Wednesday 13 July 2016

Loving Lupins


The first things that caught my eye at the accommodation in Kinloss were the lupins. Majestical and noble, they were standing guard at the entrance of the path up to the house. Although their spines looked very straight, they were far from stiff, with their delicate, pea-like flowers growing in dense whorls around a tall spike in a soft apricot abundance. ‘Welcome!’ they waved to me as I entered further, and was pleasantly distracted by a group of bright red Papaver orientalis surrounded by at least five different colours of aquilegias. “This looks good!” I exclaimed. “I like this little garden.” 

The owner of this temporary home, at the moment in Canada until mid July, immediately recognised the herbaceous perennial plant on the photo I sent. Last year his woman friend had taken some of its seeds — which come in a pod as fruit— to sow in her own Canadian garden. Two gardens, two people on different sides of the earth, connected by lupins and love. Most likely they grow very well there.

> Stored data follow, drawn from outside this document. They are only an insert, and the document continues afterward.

PR #555, opened 2019-12-10
Create Github Action to upload to chrome web store on version tagging

deef0000dragon1:


.github/workflows/chrome-store-upload.yaml
```diff
@@ -0,0 +1,29 @@
+name: Upload To Chrome Web Store
+# This workflow is triggered on pushes to the repository.
+on: 
+  push:
+    tags:
+      - v1*
```
igrigorik: if I'm reading this correctly, this will only trigger for `v1**` pattern-matched tags, correct? Any reason why not to generalize to `v*`?

deef0000dragon1: Not really. A lot of this was back and forth testing of what did and did not work based on examples. Must have just missed it.

.github/workflows/chrome-store-upload.yaml
```diff
@@ -0,0 +1,29 @@
+name: Upload To Chrome Web Store
+# This workflow is triggered on pushes to the repository.
```
jedawson: is this workflow triggered on pushes to the repo or when it detects changes to the version number?

igrigorik: When a tag is pushed. I think you're hinting that we should release the large merge? :)

jedawson:
Maybe I could put it in to a feature flag instead?

PR #366, opened 2016-03-19
Move file panel to left under machine status

philreindl:
Moved the file panel to the left column under the machine status.  The console is made narrower, but it seems to be mostly wasted space anyhow since the gcode commands are limited in length.

image

I'd like to reduce the file control buttons.  Send and Pause can share (send changes to pause while sending.)  Browse and Cancel can share.  (Cancel while sending, browse while stopped.)  Visualize can move to machine control.  I'm not sure what the save button is for.  It doesn't appear to create a valid gcode file.

The next step would be to pull the jog panel out of Machine Control.  Machine control would then get a big grid area for the custom macros.


winder:
In general I think this layout looks a lot better, just a couple comments:

- It looks like the row numbers are offset from their labels in the new box.
- Do you think having the browse button so far away from the file box could be confusing?
- In the platform build I've done away with the file browse button all together in favor for an "Open Gcode File..." menu option, that might be an option here too.

philreindl:
I'll get the text alignment fixed.  When the application first starts up, all the file buttons except "browse" are grayed out.  I'd eventually like to get tool tips on everything which should help.  But your options are pretty limited, so IMO the current design (even without these changes) is usable enough.  

My preference would be to avoid menu options for normal workflow commands.  My tendency would be to reserve the menu controls for configuration settings.

PR #368, opened 2016-03-20
Move jog panel to left, making room for macro buttons

philreindl:
image


faultylee:
Just wondering if the panel will be scroll-able? I'm running this on an EEE PC@1024x600. I've not tested the latest build yet. Might be helpful also if the panel is collapsible.

winder:
@faultylee thanks for the feedback

philreindl:
There's a conversation about this going on over at #374.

There are many species of the Lupinus albus and perennis, and they grow everywhere in Europe. For thousands of years they have been found around the Mediterranean, as well as in North and South America, where, it has been discovered, especially in the Andes, the legume seeds or beans have been grown for food for 6000 years. From my agricultural years in the Netherlands, I remember that farmers grow them as green manure, to nourish the soil. A meadow full of these yellowish flowers looks astonishing. Nowadays the lupin bean is increasingly popular as food again, as a healthier alternative to soya beans. Full of protein. An antioxidant and a prebiotic. And gluten free!
I would start to grow them in my veggie patch right away. Lupins. And more lupins. Partly to nourish and heal the body, partly as an ornamental flower to heal my heart and to brighten my days.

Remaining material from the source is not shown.